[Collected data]
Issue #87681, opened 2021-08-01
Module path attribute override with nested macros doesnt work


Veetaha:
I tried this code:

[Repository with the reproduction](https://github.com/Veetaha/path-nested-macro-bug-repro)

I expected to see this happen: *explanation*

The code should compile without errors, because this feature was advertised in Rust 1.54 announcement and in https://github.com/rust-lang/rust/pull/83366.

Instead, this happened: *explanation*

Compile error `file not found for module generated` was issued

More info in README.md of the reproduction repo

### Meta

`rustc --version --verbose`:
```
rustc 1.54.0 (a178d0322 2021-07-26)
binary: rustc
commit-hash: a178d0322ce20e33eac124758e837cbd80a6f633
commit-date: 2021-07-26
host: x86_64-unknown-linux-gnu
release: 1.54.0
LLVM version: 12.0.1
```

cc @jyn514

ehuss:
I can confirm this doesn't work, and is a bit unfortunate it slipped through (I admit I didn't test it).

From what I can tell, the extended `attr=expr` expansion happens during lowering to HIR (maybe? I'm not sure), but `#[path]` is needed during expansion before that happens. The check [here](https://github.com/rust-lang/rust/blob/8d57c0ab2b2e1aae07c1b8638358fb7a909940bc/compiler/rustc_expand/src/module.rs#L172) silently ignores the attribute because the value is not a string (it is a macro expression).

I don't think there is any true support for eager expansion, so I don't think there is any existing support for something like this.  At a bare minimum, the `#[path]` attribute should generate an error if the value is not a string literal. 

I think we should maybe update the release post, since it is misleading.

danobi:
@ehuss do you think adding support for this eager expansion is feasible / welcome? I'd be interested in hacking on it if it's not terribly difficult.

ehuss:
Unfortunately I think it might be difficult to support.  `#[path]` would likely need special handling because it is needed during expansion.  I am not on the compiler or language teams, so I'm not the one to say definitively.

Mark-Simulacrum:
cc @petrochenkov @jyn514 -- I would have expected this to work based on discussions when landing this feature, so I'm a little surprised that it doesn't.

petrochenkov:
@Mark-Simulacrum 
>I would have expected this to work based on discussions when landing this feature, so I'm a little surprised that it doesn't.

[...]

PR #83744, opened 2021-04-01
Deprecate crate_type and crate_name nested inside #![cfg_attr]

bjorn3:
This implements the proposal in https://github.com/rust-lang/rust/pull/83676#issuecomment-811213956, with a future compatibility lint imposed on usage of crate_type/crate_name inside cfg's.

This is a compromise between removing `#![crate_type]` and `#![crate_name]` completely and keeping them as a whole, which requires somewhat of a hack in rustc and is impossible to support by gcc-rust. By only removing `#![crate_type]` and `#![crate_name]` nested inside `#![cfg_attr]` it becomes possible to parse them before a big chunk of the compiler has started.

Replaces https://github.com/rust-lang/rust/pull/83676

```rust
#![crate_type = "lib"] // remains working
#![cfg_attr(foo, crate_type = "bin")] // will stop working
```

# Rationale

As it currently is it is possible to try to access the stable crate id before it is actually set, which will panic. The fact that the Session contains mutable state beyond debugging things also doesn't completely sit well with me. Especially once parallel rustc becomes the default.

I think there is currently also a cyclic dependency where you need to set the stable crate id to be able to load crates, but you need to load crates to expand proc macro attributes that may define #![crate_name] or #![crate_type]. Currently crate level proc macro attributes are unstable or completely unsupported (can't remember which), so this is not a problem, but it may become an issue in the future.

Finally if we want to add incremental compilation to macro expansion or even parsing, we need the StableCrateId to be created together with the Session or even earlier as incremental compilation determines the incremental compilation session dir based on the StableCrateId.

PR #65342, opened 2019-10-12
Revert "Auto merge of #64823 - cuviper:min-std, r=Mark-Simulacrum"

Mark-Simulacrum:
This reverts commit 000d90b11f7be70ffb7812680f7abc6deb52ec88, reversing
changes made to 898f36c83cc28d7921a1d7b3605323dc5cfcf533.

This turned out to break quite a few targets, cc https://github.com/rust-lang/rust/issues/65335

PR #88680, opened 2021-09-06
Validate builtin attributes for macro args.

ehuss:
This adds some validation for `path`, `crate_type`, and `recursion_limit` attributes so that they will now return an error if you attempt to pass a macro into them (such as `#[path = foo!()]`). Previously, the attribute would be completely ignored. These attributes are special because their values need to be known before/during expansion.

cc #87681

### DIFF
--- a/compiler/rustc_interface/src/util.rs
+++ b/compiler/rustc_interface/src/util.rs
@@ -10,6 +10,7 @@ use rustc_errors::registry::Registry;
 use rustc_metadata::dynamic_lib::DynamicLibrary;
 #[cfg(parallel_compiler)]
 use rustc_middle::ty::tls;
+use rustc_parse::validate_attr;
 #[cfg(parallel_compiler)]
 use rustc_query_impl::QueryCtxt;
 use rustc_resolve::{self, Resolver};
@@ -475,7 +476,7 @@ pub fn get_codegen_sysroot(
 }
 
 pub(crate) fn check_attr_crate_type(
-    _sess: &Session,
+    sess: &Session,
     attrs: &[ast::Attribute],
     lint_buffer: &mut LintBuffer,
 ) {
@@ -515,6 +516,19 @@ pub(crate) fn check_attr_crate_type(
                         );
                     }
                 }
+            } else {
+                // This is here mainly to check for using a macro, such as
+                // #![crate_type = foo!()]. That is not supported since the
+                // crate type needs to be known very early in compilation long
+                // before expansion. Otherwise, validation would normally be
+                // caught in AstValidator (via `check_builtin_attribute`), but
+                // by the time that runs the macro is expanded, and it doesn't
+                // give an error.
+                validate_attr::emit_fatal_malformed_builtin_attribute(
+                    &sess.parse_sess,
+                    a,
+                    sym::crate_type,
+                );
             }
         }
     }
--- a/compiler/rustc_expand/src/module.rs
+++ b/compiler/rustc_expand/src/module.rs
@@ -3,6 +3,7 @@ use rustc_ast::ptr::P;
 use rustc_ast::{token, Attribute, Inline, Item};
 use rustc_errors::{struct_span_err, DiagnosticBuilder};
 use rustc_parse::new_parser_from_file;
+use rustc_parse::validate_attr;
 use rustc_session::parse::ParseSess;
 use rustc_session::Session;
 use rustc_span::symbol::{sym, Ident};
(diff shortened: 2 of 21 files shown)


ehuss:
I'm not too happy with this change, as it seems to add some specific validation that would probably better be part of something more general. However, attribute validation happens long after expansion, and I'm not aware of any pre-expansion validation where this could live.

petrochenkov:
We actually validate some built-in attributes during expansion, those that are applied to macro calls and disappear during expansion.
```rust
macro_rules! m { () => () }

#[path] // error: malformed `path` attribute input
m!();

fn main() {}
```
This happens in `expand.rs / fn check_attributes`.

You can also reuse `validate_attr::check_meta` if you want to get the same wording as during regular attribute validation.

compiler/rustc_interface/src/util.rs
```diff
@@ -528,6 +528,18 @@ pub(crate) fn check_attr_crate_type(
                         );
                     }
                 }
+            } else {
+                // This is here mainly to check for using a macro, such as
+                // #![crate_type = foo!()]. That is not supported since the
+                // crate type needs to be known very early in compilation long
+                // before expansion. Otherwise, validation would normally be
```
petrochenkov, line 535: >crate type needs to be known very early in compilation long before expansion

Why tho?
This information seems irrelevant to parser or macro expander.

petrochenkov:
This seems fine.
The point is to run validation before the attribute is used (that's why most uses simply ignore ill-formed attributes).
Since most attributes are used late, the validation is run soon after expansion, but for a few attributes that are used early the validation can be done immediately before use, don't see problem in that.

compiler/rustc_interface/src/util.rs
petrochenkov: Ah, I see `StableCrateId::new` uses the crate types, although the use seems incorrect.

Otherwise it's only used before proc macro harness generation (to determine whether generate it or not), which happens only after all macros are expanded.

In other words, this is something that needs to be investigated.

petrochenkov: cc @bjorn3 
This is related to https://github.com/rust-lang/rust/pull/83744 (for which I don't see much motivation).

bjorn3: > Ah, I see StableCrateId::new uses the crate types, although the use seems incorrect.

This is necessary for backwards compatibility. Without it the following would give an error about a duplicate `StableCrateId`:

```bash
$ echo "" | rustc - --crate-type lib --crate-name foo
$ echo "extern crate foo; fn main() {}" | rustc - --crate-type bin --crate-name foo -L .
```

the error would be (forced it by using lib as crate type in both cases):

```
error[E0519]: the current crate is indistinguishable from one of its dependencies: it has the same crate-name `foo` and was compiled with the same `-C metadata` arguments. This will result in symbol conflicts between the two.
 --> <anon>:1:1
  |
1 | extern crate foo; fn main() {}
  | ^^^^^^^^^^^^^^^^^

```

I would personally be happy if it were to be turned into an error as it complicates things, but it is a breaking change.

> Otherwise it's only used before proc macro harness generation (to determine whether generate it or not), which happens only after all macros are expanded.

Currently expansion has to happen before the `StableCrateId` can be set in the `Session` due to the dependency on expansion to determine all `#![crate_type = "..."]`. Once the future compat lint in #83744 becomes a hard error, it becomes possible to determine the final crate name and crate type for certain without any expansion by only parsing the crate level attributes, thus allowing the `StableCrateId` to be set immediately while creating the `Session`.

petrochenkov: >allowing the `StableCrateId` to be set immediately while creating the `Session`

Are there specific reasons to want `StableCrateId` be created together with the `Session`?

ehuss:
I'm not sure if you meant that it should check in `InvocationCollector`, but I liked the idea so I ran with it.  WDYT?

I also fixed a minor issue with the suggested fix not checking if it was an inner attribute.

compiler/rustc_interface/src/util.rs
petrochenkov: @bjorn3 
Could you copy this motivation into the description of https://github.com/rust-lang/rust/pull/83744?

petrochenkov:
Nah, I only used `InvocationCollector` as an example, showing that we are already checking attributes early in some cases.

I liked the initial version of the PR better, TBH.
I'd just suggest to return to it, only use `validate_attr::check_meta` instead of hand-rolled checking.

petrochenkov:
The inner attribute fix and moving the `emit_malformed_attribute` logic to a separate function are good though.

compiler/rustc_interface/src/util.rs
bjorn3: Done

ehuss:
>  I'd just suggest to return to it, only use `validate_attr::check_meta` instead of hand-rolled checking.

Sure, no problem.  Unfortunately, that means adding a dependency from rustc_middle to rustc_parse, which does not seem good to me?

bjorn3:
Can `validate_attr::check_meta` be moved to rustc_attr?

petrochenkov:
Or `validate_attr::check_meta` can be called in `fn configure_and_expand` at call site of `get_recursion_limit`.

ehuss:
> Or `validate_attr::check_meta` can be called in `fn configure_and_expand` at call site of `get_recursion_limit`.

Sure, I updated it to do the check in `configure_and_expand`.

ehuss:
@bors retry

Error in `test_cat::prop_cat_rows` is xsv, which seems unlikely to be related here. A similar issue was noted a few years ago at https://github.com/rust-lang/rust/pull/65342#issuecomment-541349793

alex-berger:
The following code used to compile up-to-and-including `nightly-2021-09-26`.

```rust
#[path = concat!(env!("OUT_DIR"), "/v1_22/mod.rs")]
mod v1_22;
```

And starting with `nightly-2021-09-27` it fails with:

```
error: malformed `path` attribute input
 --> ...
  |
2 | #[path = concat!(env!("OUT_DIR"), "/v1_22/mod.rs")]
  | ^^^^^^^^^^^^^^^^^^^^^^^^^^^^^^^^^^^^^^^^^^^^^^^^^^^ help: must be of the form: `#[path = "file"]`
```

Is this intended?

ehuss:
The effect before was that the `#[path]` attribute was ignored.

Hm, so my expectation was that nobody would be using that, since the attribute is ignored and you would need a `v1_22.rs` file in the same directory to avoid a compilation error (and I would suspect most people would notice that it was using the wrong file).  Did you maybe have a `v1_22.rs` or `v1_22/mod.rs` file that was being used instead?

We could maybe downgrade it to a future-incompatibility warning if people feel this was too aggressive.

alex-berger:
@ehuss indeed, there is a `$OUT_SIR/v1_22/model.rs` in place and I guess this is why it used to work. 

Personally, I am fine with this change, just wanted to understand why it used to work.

---

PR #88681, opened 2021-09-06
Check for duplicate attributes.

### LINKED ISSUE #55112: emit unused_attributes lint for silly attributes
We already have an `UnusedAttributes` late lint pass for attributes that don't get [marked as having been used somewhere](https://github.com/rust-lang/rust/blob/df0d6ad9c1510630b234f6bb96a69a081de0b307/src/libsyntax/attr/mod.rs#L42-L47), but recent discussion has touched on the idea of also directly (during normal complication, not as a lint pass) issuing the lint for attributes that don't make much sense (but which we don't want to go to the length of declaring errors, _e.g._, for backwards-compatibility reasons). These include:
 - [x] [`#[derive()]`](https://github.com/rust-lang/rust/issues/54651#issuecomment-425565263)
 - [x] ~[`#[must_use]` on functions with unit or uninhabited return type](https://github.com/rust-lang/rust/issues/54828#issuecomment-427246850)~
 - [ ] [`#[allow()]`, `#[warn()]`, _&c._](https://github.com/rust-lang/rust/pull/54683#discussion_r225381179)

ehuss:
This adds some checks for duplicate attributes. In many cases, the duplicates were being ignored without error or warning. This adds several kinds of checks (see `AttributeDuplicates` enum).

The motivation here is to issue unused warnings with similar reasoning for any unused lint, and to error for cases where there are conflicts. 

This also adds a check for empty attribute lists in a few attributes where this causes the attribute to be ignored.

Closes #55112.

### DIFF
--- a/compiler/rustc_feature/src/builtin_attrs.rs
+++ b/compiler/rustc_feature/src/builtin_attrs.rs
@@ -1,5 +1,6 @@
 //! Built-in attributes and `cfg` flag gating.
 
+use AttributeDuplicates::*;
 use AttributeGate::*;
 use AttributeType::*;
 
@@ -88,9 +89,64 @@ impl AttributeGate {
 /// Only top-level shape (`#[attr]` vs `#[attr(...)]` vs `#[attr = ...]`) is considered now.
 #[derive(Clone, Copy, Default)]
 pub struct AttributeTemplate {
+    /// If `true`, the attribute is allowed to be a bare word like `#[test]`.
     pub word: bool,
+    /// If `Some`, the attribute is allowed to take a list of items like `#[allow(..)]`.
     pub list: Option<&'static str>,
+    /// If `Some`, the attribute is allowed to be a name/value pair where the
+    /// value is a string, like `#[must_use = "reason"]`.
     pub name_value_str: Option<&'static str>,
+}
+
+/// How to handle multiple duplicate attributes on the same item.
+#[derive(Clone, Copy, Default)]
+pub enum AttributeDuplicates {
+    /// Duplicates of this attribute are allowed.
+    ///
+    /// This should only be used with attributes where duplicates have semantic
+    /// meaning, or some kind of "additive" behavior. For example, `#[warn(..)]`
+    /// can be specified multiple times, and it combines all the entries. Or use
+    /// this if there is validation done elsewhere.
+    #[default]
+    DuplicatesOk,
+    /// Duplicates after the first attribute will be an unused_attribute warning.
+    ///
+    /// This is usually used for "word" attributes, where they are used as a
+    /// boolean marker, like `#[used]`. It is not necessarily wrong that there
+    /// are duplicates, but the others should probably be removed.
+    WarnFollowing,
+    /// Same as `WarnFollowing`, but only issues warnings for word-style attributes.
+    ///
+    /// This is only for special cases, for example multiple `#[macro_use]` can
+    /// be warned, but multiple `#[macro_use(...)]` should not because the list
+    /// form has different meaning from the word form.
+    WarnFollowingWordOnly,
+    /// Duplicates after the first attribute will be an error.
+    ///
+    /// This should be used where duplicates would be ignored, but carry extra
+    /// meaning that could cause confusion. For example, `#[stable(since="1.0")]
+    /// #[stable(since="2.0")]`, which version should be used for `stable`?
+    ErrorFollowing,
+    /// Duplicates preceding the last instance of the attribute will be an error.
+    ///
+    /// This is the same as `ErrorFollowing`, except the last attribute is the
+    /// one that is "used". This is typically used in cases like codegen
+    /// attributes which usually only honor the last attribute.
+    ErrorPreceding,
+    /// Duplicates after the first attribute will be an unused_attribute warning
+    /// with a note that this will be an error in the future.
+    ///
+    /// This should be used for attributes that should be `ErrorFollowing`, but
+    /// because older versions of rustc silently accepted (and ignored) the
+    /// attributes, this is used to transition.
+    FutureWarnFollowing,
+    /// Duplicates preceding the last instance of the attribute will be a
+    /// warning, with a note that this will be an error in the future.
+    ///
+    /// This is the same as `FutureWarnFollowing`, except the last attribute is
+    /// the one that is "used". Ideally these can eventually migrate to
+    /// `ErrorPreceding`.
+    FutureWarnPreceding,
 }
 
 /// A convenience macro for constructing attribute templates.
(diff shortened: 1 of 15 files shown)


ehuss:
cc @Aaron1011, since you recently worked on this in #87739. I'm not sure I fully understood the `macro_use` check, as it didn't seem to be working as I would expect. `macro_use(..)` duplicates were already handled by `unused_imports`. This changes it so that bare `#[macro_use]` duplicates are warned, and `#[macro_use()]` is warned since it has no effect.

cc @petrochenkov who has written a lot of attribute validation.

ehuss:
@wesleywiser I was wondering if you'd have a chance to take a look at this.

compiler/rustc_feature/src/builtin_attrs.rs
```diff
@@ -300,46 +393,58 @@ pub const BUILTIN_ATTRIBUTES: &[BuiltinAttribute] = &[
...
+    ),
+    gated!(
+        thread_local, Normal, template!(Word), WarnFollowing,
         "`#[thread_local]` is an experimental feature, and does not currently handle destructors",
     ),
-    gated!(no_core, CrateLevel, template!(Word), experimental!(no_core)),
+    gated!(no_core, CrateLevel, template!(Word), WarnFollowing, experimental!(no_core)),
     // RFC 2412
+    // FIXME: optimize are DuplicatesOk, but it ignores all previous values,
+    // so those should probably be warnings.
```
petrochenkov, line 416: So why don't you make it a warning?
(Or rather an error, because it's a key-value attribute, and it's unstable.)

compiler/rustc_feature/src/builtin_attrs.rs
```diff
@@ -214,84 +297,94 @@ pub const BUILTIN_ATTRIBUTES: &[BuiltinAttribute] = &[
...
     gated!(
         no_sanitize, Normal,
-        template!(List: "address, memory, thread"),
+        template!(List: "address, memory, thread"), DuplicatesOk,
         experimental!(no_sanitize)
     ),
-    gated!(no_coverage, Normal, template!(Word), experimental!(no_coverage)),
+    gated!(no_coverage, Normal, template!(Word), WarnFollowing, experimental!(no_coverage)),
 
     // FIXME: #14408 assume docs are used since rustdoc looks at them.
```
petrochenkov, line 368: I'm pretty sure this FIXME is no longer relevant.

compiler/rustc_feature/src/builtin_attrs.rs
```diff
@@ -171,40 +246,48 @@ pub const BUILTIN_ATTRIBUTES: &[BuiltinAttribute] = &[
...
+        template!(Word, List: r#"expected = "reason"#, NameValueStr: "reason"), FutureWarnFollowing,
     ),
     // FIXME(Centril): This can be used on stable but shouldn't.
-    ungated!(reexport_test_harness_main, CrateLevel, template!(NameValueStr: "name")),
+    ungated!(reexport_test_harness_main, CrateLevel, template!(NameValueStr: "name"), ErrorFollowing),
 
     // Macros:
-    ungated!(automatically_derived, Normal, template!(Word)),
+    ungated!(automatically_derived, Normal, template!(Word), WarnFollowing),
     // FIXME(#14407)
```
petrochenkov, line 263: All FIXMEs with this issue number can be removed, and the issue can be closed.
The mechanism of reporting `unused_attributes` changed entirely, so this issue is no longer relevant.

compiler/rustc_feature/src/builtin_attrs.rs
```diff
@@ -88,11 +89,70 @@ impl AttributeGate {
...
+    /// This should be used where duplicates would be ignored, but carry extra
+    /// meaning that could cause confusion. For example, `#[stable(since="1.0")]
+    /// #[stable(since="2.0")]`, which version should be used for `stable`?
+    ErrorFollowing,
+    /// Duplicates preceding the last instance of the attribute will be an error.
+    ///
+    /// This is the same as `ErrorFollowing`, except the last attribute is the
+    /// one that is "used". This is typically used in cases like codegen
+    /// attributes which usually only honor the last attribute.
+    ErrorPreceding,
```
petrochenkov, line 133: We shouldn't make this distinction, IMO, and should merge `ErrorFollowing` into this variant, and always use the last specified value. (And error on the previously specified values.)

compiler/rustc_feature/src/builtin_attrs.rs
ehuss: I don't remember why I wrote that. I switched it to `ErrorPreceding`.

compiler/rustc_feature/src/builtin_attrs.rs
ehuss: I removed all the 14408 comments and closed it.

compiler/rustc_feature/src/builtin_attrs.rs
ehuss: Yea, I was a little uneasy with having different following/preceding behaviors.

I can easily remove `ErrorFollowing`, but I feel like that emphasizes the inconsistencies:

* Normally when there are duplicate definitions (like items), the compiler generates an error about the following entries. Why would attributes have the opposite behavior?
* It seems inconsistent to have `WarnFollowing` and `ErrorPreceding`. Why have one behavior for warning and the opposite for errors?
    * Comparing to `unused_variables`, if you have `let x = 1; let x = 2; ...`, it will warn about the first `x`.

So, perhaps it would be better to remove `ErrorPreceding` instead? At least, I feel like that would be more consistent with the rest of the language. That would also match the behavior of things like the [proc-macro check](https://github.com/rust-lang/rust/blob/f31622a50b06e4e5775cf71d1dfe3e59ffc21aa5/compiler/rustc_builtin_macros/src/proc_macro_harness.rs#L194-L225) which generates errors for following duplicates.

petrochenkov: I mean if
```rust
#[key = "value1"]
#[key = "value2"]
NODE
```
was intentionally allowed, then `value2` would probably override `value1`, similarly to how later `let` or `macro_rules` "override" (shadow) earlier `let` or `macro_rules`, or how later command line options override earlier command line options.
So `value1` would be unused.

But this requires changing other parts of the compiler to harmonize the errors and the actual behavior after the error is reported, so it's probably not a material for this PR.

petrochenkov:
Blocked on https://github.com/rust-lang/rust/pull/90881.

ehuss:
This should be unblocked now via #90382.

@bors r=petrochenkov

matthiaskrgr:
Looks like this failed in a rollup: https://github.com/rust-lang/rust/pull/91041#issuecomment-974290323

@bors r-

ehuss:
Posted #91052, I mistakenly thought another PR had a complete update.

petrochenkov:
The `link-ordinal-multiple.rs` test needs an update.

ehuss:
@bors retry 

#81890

*Exercise description*
Take exactly the lines from the one containing "Issue #87681, opened 2021-08-01" through the one containing "The code should" in the data above, and output them with nothing added.

*Task response*
Issue #87681, opened 2021-08-01
Module path attribute override with nested macros doesnt work


Veetaha:
I tried this code:

[Repository with the reproduction](https://github.com/Veetaha/path-nested-macro-bug-repro)

I expected to see this happen: *explanation*

The code should compile without errors, because this feature was advertised in Rust 1.54 announcement and in https://github.com/rust-lang/rust/pull/83366.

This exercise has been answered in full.